Data to examine
PR #13182, opened 2026-08-12
DEV-2036: Revalidate dependent formula cells after undo and redo

budnix:
### Context

The PR fixes a formula cell keeping the `htInvalid` class after an undo restored a correct value.

Steps from the report: with `type: 'numeric'` and a formula cell such as `=A1+B1+C1+D1+E1`, type `aaa` into one of the referenced cells. The formula cell turns into `#VALUE!` and goes red. Undo the change. The formula recalculates and the text goes back to the correct number, but the cell stays red forever.

Root cause: `isBlockedSource()` in `handsontable/src/plugins/formulas/formulas.ts` makes `#onAfterSetDataAtCell` and `#onAfterSetSourceDataAtCell` return early for `'UndoRedo.undo'` and `'UndoRedo.redo'`, because HyperFormula reverts those changes through its own undo stack (`beforeUndo` calls `engine.undo()`). Those two listeners are the only callers of `validateDependentCells()`, so nothing revalidated the cells that changed only because a formula recalculated. The formula cell kept the `valid: false` flag it was given while it held `#VALUE!`, and the renderer kept stamping `htInvalid` on it.

A normal edit that fixes the same cell did clear the class, which is what made the failure specific to undo and redo.

### How it works

- `beforeUndo` / `beforeRedo` keep the change list that `engine.undo()` / `engine.redo()` returns.
- `#onAfterSetDataAtCell` and `#onAfterSetSourceDataAtCell` register the write before their existing early return.
- `afterUndo` / `afterRedo` hand the engine's list to the existing `validateDependentCells()`.

Two distinctions carry the logic, both of them learned from review:

**When to validate.** Only when the action wrote cell data. That covers undoing an edit, which writes through `setDataAtCell`, and undoing a row or column removal, which restores the data with `setSourceDataAtCell` (`undoRedo/actions/removeRow.ts:152`, `removeColumn.ts:214`) — from any other source that write validates dependants too. Actions that only reorder or hide — `row_move`, `col_sort`, `filter`, `merge_cells` — write nothing, do not validate dependants outside of undo either, and are skipped.

**Which cells to exclude.** Only the cells written through `setDataAtCell`, because those are the ones the Core validates itself and would otherwise be validated twice. `setSourceDataAtCell` does **not** run the cell validator — it runs `sourceDataValidator` (`dataMap/sourceDataValidator.ts`), a separate mechanism that never touches the `valid` flag — so the cells a removal undo restores have to stay in the validation pass. Excluding them left them validated by nobody.

Keeping those two apart also removes an index-space hazard: `afterSetSourceDataAtCell` reports **physical** rows while `afterSetDataAtCell` reports **visual** ones, so no address is built from the source-data hook at all. Feeding a physical row to `getHfIndexFromVisualIndex()` produced an address pointing at a different row as soon as rows were sorted or moved, which silently suppressed whichever dependent cell it collided with. Out-of-range and trimmed indexes (`-1`) are dropped rather than kept, since they can only ever collide.

A note covering both traps was added to `handsontable/AGENTS.md`.

### Known defects found while testing, not fixed here

Both predate this PR and both need their own task.

1. **`validateDependentCells()` treats HyperFormula indexes as visual indexes.** It bounds-checks `row >= hot.countRows()` and then calls `getDataAtCell(row, col)` / `getCellMeta(row, col)` on the raw HF index, without `getVisualIndexFromHfIndex()`. HyperFormula is fed trimmed rows as well, so with `trimRows` or Filters active the two index spaces diverge. Measured with 6 rows, `trimRows: [1, 2]` and a formula on physical row 3 (visual row 1): a plain `setDataAtCell` with **no undo involved** validates visual row 3 instead of visual row 1. Fixing it changes which cells get validated on every edit in every trimmed or filtered grid.

2. **Redoing a removal does not revalidate.** `RemoveRowAction.redo` calls `alter('remove_row', …)`, which writes no cell data, so nothing revalidates. Remove a row a formula depends on, undo (the formula goes valid again — this PR fixes that), then redo: the formula reads `#REF!` but keeps `valid: true`. This matches plain removals outside undo — `#onAfterRemoveRow` only calls `renderDependentSheets()`, never `validateDependentCells()` — so it is a pre-existing gap rather than something this PR introduces.

### How has this been tested?

Seven tests in `handsontable/src/plugins/formulas/__tests__/validation.spec.js`, each confirmed red against the code it guards:

- `should revalidate dependant cells after undoing and redoing a change (#dev-2036)` — the reported scenario, through undo, redo, and undo again.
- `should only validate the dependant cells once when undoing a change (#dev-2036)` — no double validation on the `setDataAtCell` path.
- `should validate the cells restored by undoing a row removal (#dev-2036)` — the restored formula is validated, not excluded.
- `should revalidate dependant cells after undoing a row removal on sorted rows (#dev-2036)` — physical vs visual rows; fails with `Expected [ '1x0', '1x1' ] to contain '2x1'` before the fix.
- `should only validate each cell once when undoing a row removal (#dev-2036)` — no double validation on the `setSourceDataAtCell` path.
- `should revalidate dependant cells after undoing a row removal (#dev-2036)` — the removal case end to end; also asserts that undoing the *edit* first correctly leaves the cell red, because it is still a `#REF!`.
- `should not validate dependant cells after undoing an action that writes no data (#dev-2036)` — covers the gate, using `columnSorting`.

```bash
npm run test:e2e --prefix handsontable -- --testPathPattern=undoRedo
npm run test:e2e --prefix handsontable          # 9613 specs, 0 failures
npm run test:unit --prefix handsontable         # 3267 tests, 0 failures
npm run eslint --prefix handsontable            # 0 errors
```

Manual checks in Chrome against a local `handsontable.full.js` build.

Reported scenario, `type: 'numeric'`, `=A1+B1+C1+D1+E1` in column F:

| Step | F1 value | `meta.valid` | `htInvalid` |
|---|---|---|---|
| type `aaa` in D1 | `#VALUE!` | `false` | yes |
| undo | 150 | `true` | no |
| redo | `#VALUE!` | `false` | yes |

Removal case, `data: [[1, 10], ['=A1+B2', 0]]`, `type: 'numeric'`:

| Step | formula cell | `meta.valid` | `htInvalid` |
|---|---|---|---|
| `alter('remove_row', 0)` then `setDataAtCell(0, 1, 5)` | `#REF!` | `false` | yes |
| undo the edit | `#REF!` | `false` | yes — correct, still an error |
| undo the removal | `1` | `true` | no |

Sorted rows, with the plugin's validation pass instrumented: the engine reports dependants `1x0, 1x1, 2x1`, the exclusion list is now empty, and all three are validated. Before the fix the exclusion list was `2x0, 2x1` and the dependant at `2x1` was dropped.

No console errors.

### Types of changes

### Related issue(s):

1. DEV-2036

### Affected project(s):

- [x] `handsontable`
- [ ] `@handsontable/vue3`

### Checklist:

ClickUp task: https://app.clickup.com/t/9015210959/DEV-2036


qunabu:
Task linked: [DEV-2036 htInvalid stays in the formulas cell even when the value is correct](https://app.clickup.com/t/9015210959/DEV-2036)

adrianspdev:
Two things I'd like checked before this merges.

Issue 1 — does undo of a row/column removal need the same treatment?

#validateUndoRedoDependentCells (formulas.ts:839) drops dependentCells for anything that isn't actionType === 'change'. But RemoveRowAction.undo ends with hot.setSourceDataAtCell(changes, undefined, undefined, 'UndoRedo.undo') (undoRedo/actions/removeRow.ts:152; removeColumn.ts:214 is the same), which is a real data write — and from any other source that write validates dependents via #onAfterSetSourceDataAtCell (formulas.ts:1438).

Worth running:

```
// data: [[1, 10], ['=A1+B2', 0]], numeric column
alter('remove_row', 0);       // formula becomes =#REF!+B1
setDataAtCell(0, 1, 5);       // dependent formula cell gets valid: false + the invalid class
undo();                       // actionType 'change' — still #REF!, still invalid. Expected.
undo();                       // removal undone: formula is =A1+B2 and computes a valid number.
                              // Does the cell still render red?
```

If it does, the gate is too narrow. The AGENTS.md:68 rationale compares against alter('remove_row'), which genuinely doesn't validate dependents — but undoing a removal is an insert plus a data write, so I don't think that symmetry carries over.

Issue 2 — are the addresses reaching validateDependentCells visual or HyperFormula indexes?

validateDependentCells bounds-checks row >= this.hot.countRows() (757) and then calls boundHot.getDataAtCell(row, col) / getCellMeta(row, col) (775-777) on the same numbers, without going through getVisualIndexFromHfIndex (indexSyncer/axisSyncer.ts:204-213) — which this file does use at formulas.ts:187-188. Since #getTranslationCache builds hfIndexOfPhysical from the full getIndexesSequence() while visual order comes from getNotTrimmedIndexes(), the two should diverge by the trimmed count.

Worth running: a grid with Filters (or trimRows) hiding a few rows, a formula below the hidden ones depending on an edited cell, then undo. My reading says valid lands on the wrong row and the real dependent keeps its stale mark, with rows past countRows() dropped by the guard instead.

This predates the PR — the old beforeUndo threw away the engine's return value, so nothing reached it from this direction. #validateUndoRedoDependentCells (832-842) is the first caller to pass raw engine.undo() output through, so it'd now fire on every undo. Reordering alone should be fine (setRowOrder/setColumnOrder keep HF and visual in sync); trimming is what I'd expect to break it.

budnix:
> Two things I'd like checked before this merges.
> 
> ...

@adrianspdev Thanks! Both fixed.

adrianspdev (approved):

qunabu (approved):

Task objective
Using the entries above, return exactly the lines from the line with "A note covering" to the line with "Both predate this", counting both of those lines.

Answer to the exercise
A note covering both traps was added to `handsontable/AGENTS.md`.

### Known defects found while testing, not fixed here

Both predate this PR and both need their own task.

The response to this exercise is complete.